И произведения классиков, по убеждению Волошина, через определенные промежутки времени требуют переосмысления. Эти произведения более или менее далекого прошлого продолжают «жить своею собственной жизнью» и тогда, когда цели и задачи их авторов «утеряли свое первоначальное значение». Неизбежный процесс переосмысления также невозможен без участия критика.

Наконец, как полагает Волошин, у критики есть еще одна задача? помочь самим творцам понять созданное ими, если речь идет о произведениях современной литературы. Таким образом, проникновение критика в замысел художника, уяснение созданного им поддерживают, утверждают поиски и даже самое направление творческих дерзаний писателя и художника, которые чаще всего не способны оценить объективно свое произведение. В одной из тетрадей 1909 г. Волошин отмечает, что только что созданное произведение воспринимается как несовершенное воплощение творческой воли, иногда даже вызывает чуть ли не ненависть творца.

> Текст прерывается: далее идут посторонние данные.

PR #297, opened 2021-04-02
BUG/MINOR: fix whitelist duplication

almson:
Fix for whitelist map file being written to even if it exists.
Not fixed: The fact that the hash of the whitelist is being used for checking equality is really not great. Equality should be checked correctly.

### DIFF
--- a/controller/haproxy/rules.go
+++ b/controller/haproxy/rules.go
@@ -66,7 +66,7 @@ var constLookup = map[RuleType]string{
 type RuleStatus int
 
 // RuleID uniquely identify a HAProxy Rule
-type RuleID uint32
+type RuleID string
 
 //nolint: golint,stylecheck
 const (
@@ -184,7 +184,7 @@ func (r Rules) Refresh(client api.HAProxyClient) (reload bool) {
 					continue
 				}
 				if ftRules.status[id]&INGRESS != 0 {
-					ingressACL = fmt.Sprintf("{ var(%s) -m dom %d }", IngressACLVar, id)
+					ingressACL = fmt.Sprintf("{ var(%s) -m dom %s }", IngressACLVar, id)
 				}
 				err := ruleSet[i].Create(client, &fe, ingressACL)
 				logger.Error(err)
--- a/controller/frontend-annotations.go
+++ b/controller/frontend-annotations.go
@@ -75,15 +75,17 @@ func (c *HAProxyController) handleBlacklisting(ingress *store.Ingress) {
 	}
 	// Validate annotation
 	mapName := "blacklist-" + utils.Hash([]byte(annBlacklist.Value))
-	for _, address := range strings.Split(annBlacklist.Value, ",") {
-		address = strings.TrimSpace(address)
-		if ip := net.ParseIP(address); ip == nil {
-			if _, _, err := net.ParseCIDR(address); err != nil {
-				logger.Errorf("incorrect address '%s' in blacklist annotation in ingress '%s'", address, ingress.Name)
-				continue
+	if !c.cfg.MapFiles.Exists(mapName) {
+		for _, address := range strings.Split(annBlacklist.Value, ",") {
+			address = strings.TrimSpace(address)
+			if ip := net.ParseIP(address); ip == nil {
+				if _, _, err := net.ParseCIDR(address); err != nil {
+					logger.Errorf("incorrect address '%s' in blacklist annotation in ingress '%s'", address, ingress.Name)
+					continue
+				}
 			}
+			c.cfg.MapFiles.AppendRow(mapName, address)
 		}
-		c.cfg.MapFiles.AppendRow(mapName, address)
 	}
 	// Configure annotation
 	logger.Tracef("Ingress %s/%s: Configuring blacklist annotation", ingress.Namespace, ingress.Name)
--- a/controller/frontend-annotations.go
+++ b/controller/frontend-annotations.go
@@ -110,15 +110,17 @@ func (c *HAProxyController) handleWhitelisting(ingress *store.Ingress) {
 	}
 	// Validate annotation
 	mapName := "whitelist-" + strconv.Itoa(int(utils.Hash([]byte(annWhitelist.Value))))
-	for _, address := range strings.Split(annWhitelist.Value, ",") {
-		address = strings.TrimSpace(address)
-		if ip := net.ParseIP(address); ip == nil {
-			if _, _, err := net.ParseCIDR(address); err != nil {
-				logger.Errorf("incorrect address '%s' in whitelist annotation in ingress '%s'", address, ingress.Name)
-				continue
+	if !c.cfg.MapFiles.Exists(mapName) {
+		for _, address := range strings.Split(annWhitelist.Value, ",") {
+			address = strings.TrimSpace(address)
+			if ip := net.ParseIP(address); ip == nil {
+				if _, _, err := net.ParseCIDR(address); err != nil {
+					logger.Errorf("incorrect address '%s' in whitelist annotation in ingress '%s'", address, ingress.Name)
+					continue
+				}
 			}
+			c.cfg.MapFiles.AppendRow(mapName, address)
 		}
-		c.cfg.MapFiles.AppendRow(mapName, address)
 	}
 	// Configure annotation
 	logger.Tracef("Ingress %s/%s: Configuring whitelist annotation", ingress.Namespace, ingress.Name)
--- a/controller/frontend-annotations.go
+++ b/controller/frontend-annotations.go
@@ -74,7 +74,7 @@ func (c *HAProxyController) handleBlacklisting(ingress *store.Ingress) {
 		return
 	}
 	// Validate annotation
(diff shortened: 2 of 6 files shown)


Mo3m3n:
@almson Thanks for this PR.
Can you give a more detailed description of the issue ?
Currently what the controller does is at each sync/control loop it will update controller maps.
But then the maps will be written as haproxy maps only if the content is updated (content hash changes).

almson:
If there are several identical whitelists used by different resources, the current method will add the entries to the same map on each invocation resulting in a map with duplicate entries. The fix is to check that the map has already been created and to leave it alone.

The other issue that I mentioned is that the maps are named and keyed using the hash of their contents. The hash is only 32 bits, so ~100k different whitelists are pretty much guaranteed to hit a collision, and of course given enough users there will be collisions among smaller numbers of whitelists. See https://en.wikipedia.org/wiki/Birthday_problem Switching to 128 bit hash will pretty much solve the problem, although it's still a tad iffy.

almson:
I pushed a fix to the 32-bit hashing

controller/haproxy/rules.go
```diff
@@ -66,7 +66,7 @@ var constLookup = map[RuleType]string{
 type RuleStatus int
 
 // RuleID uniquely identify a HAProxy Rule
-type RuleID uint32
+type RuleID string
```
Mo3m3n, line 69: Changing this requires also updating this line https://github.com/haproxytech/kubernetes-ingress/blob/ebcd3ce6c37494076b877fcaca033368443b671c/controller/haproxy/rules.go#L187
Otherwise it will result in incorrect conversion and buggy haproxy rules selection

Mo3m3n:
> If there are several identical whitelists used by different resources, the current method will add the entries to the same map on each invocation resulting in a map with duplicate entries. 

You are right there will be redundant entries and unnecessary processing in such case, your commit should fix this.

Mo3m3n (commented):
> I pushed a fix to the 32-bit hashing

I was trying to keep hashing size small (thus smaller ruleID size) to get a more readable and maybe faster to process haproxy.cfg.
But  reliability is important so it makes sense to increase this.

almson:
Fixed

Mo3m3n:
Thanks @almson, one last thing: can please do the same for blacklisting ?
It is the same implementation as whitelisting so there will be also an issue of data duplication.
Other than that this looks good to me and it can be merged.

almson:
Done. Also did the same for proxy-protocol.

If I may allow myself to rant, I have to say that the code still has tons of problems in terms of stuff not being deleted and accumulating, including backends, rules, etc. This isn't a slant on the developers, because this code is very complicated with concurrency, reconciliation patterns, and all sorts of "this is how you write a serious controller" extravagance which is hard to pull off. But all of it is unnecessary! All the serious stuff--the reconciliation, concurrency, etc--is already happening inside HAProxy, and does not have to be duplicated in the controller. All this code has to do is write a text file.

You really have to grok the significance of the reconciliation loop already happening in HAProxy. This controller does not have to track what has been added or deleted or the previous value of the config. All it has to do is:

  - Maintain in-memory the *current* state of Kubernetes by receiving change notifications (not HAProxy's state or the previous state)
  - Take out a lock
  - Create in-memory a new HAProxy config (anything that's not needed, like stale backends, won't be added)
  - Write it out to a text file, making sure this is an idempotent operation so that HAProxy doesn't see unnecessary changes
  - Release the lock
 
And then there is no complexity or problems with leaked resources.

Mo3m3n:
> I have to say that the code still has tons of problems in terms of stuff not being deleted and accumulating, including backends, rules, etc.

Do you have examples of this? cause the refresh handler should take care of cleaning the config state from unused backends, rules,etc. If you have examples where this is not happening then it is a bug and it should be fixed.
 
> But all of it is unnecessary! All the serious stuff--the reconciliation, concurrency, etc--is already happening inside HAProxy, and does not have to be duplicated in the controller. 

It would be clearer if we can discuss this based on a specific config/resource where haproxy can handle its reconciliation, concurrency and that is duplicated in controller.

> This controller does not have to track what has been added or deleted or the previous value of the config. All it has to do is:
>  - Maintain in-memory the current state of Kubernetes by receiving change notifications (not HAProxy's state or the previous state)
>  - Take out a lock
>  - Create in-memory a new HAProxy config (anything that's not needed, like stale backends, won't be added)
>  - Write it out to a text file, making sure this is an idempotent operation so that HAProxy doesn't see unnecessary changes
>  - Release the lock

I agree that the controller does not have to track the previous values, actually this is never used in the reconciliation loop and that part of the code need to be cleaned up.
However simplifying the controller by removing code related to tracking what was added/modified/deleted for a given resource and simply recreating configuration when a k8s event is received will result in two annoying drawbacks:
- Unnecessary haproxy reloads
- Loosing any traceability 

Unnecessary haproxy reloads will happen if the controller does not track what exactly changed in a resource. Suppose a kubernetes service was updated and that service is used in an ingress rule. In the design you are describing I guess the controller will update config and reload haproxy even if the updated part is irrelevant like a change in a port name that is not part of the config anyway.
Another cause of unnecessary reloads is when dealing with a change that can applied to haproxy via runtime API (no need for a reload) like backend servers scaling.

Loosing traceability because we are going to update configuration without being able to tell what exactly changed beyond what k8s is telling. For example, currently if an ingress is updated we can precisely log what is being changed in haproxy (which directive in which section of haproxy). If we don't track what changed in a resource, all what we can log is "ingress 'ns/name' updated"

That being said I think that there is room for important improvement, not by completely removing the code tracking what has been changed, but by only  checking the change when receiving k8s events and not dealing with that also in the reconciliation loop via the `store.Status` field which is what we are doing now and bringing additional complexity to the code that we may get rid of. 
I am working on a PR regarding this to see how this would look like

almson:
Avoiding reloads and richer logging are good, but not missing critical. How about this best-effort solution: Make a text diff of the new config and the old. If there's no changes, don't reload. If there's a diff, log it. If the diff shows changes which can be done via API, then do them via API. (Really, HAProxy should be smart enough to do this diff itself and skip reload or make some changes directly without restarting.)

oktalz:
@almson 

> If I may allow myself to rant

this is most definitely welcome, but I see this more as an critique not a rant

 > this code is very complicated with concurrency, reconciliation patterns, and all sorts of "this is how you write a serious controller" extravagance which is hard to pull off.  But all of it is unnecessary! All the serious stuff--the reconciliation, concurrency, etc--is already happening inside HAProxy, and does not have to be duplicated in the controller. All this code has to do is write a text file.
 
 actually, all the changes are done in single loop, gathering data is concurrent.
 Also since changes in k8s are happening constantly, we keep track internally whether or not we acknowledged it or not
 (since we do not reload for every change, but for batch of it). This status can help to decide whether we process resource or not,
 but there are exceptions like http-rules wher ewe trach only if group has changed not a part of it.
 
 and yes, this all can fail (if annotation is configured, of settings have changes on system ... ), so we also take care of this
 
> You really have to grok the significance of the reconciliation loop already happening in HAProxy. This controller does not have to track what has been added or deleted or the previous value of the config. All it has to do is: ...

but it has to, it can't just fire and forget, i HAProxy fails to reload, you end up in state where nothing works anymore.
is up to debate should we just crash also the ingress controller or not, but we currently are more in favor of not crashing controller in that case

Also, it needs to track everything and it needs to only change items that needed to be changed. When having 30k+ (it can really grow) ingress objects, each with few rules, and having the same amount of services (that each might have 1-100+ pods) and writing everything on every k8s change, to me, it does not seem like an efficient way of doing things.

> Maintain in-memory the current state of Kubernetes 

we already do that

> Take out a lock 

its already transactional

>Create in-memory a new HAProxy config 

there is an internal interpretation of config - until saving it you never touch storage

> Write it out to a text file, making sure this is an idempotent operation  

it already works like that

complexity is here because of so many different options and you can switch between them during runtime (like ssl pass-though, certificates, and many other options), no need to kill a controller just to change setup

- can the code be simpler - maybe
- do new options appear that can simplify things - yes (like introducing of maps)
- are we open to discussion about it, yes

almson:
> it needs to track everything and it needs to only change items that needed to be changed... [because] writing everything on every k8s change, to me, it it does not seem like an efficient way of doing things.

Premature optimization is like premature ejaculation. It may be pleasurable, but it doesn't look great.

Have you actually benchmarked how quickly "30k+ (it can really grow) ingress objects, each with few rules, and having the same amount of services (that each might have 1-100+ pods)" can be written out to a file? Because I'll bet it can be done in <100ms, and certainly in <1s.

> but it has to [track changed state], it can't just fire and forget, i HAProxy fails to reload, you end up in state where nothing works anymore

It can just checkpoint the last working state and keep using it until a new config succeeds.

oktalz:
> Premature optimization is like premature ejaculation. It may be pleasurable, but it doesn't look great.

in this case it does look great

> Have you actually benchmarked ...

yes we did

> It can just checkpoint the last working state and keep using it until a new config succeeds.

that is what we do now, if its not changed do not touch it.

Собственное произведение художник начинает чувствовать «своим» «лишь тогда, когда начинает со стороны понимать его» (тетрадь записей). Волошин сам остро ощущал необходимость для него своевременной критической помощи. В письме к Ю. Л. Оболенской от 25 декабря 1923 г. он писал: «Мне всегда не хватает зеркала понимания того, что я пишу, не хватает благосклонного и критического уха, которое бы помогало мне весить и судить пои опыты и достижения».

Волошин убежденно и органически принадлежал к «субъективной критике». Он не боялся казаться увлеченным и был в ней таким же «капризным и страстным лириком», как А. Н. Бенуа. Образцами для него были «историк-поэт» Жюль Леметр, творческая фантазия которого воссоздавала «живых людей, говор голосов и трепетные страсти», Анатоль Франс, одаренный той «грацией воображения, из которой расцветают легенды», Реми де Гурмон, для которого чужая книга нередко служила «только предлогом для своих собственных построений».

Волошин вполне мог отнести к себе самому цитировавшиеся им слова известного публициста конца XIX–начала XX в. кн. А. И. Урусова: «Есть, люди, истинное призвание которых – мыслить, выдумывать, болтать, развевая эти мысли на воздух, служа миссионерами художественных и других идей» (с. 504). Не случайно Волошин называл себя «коробейником идей», как свидетельствует в воспоминаниях о нем «Живое о живом» Марина Цветаева. При этом он решительно не хочет кому-либо навязывать свои или чужие идеи: «...мне важны всходы. Надо писать так, чтобы читатель, прочтя статью, вполне искренне стал считать ее мысли своими собственными <...> Я дам вам мысли, слова, образы. То, что понравится вам, – ваша память запомнит, а ваш мозг сам найдет для них доказательства несравненно более убедительные и неоспоримые, чем те, что я мог бы предложить...», – обращался Волошин к читателям в наброске статьи «Демонизм машин».

Таковы представления автора «Ликов творчества» о критике вообще и о литературной критике в частности. В них он выступает как сын своей эпохи: Волошин глубоко чувствовал назревание коренных перемен – в общеевропейском или даже в общепланетарном масштабе – как в социально-политических сферах, так и в области искусства, поэтому он я выступил как новатор, способствовавший ломке устоявшихся идей и форм. Однако в его методологии и методах анализа было много эклектичного, путаного, автор часто «тонул» в омутах идеалистических учений, часто оказывался во власти утопических построений, заслонявших или подменявших собою подлинную историческую реальность. Это должен учитывать читатель конца XX в. В то же время и для наших дней наследие Волошина представляет значительный интерес.

Свежий и пристальный взгляд критика открывает незамеченные или забытые черты в «ликах творчества» его современников, выявляет новые аспекты в их истолковании и изучении. Наконец, он обогащает наше представление о литературном процессе первых десятилетий XX в. Читая и перечитывая критические статьи Волошина, мы вслушиваемся в «шум времени», мы ощущаем «ветер истории», и нас обогащает глубокое понимание многих явлений художественной жизни прошлого), не потерявших своего значения для настоящего и будущего.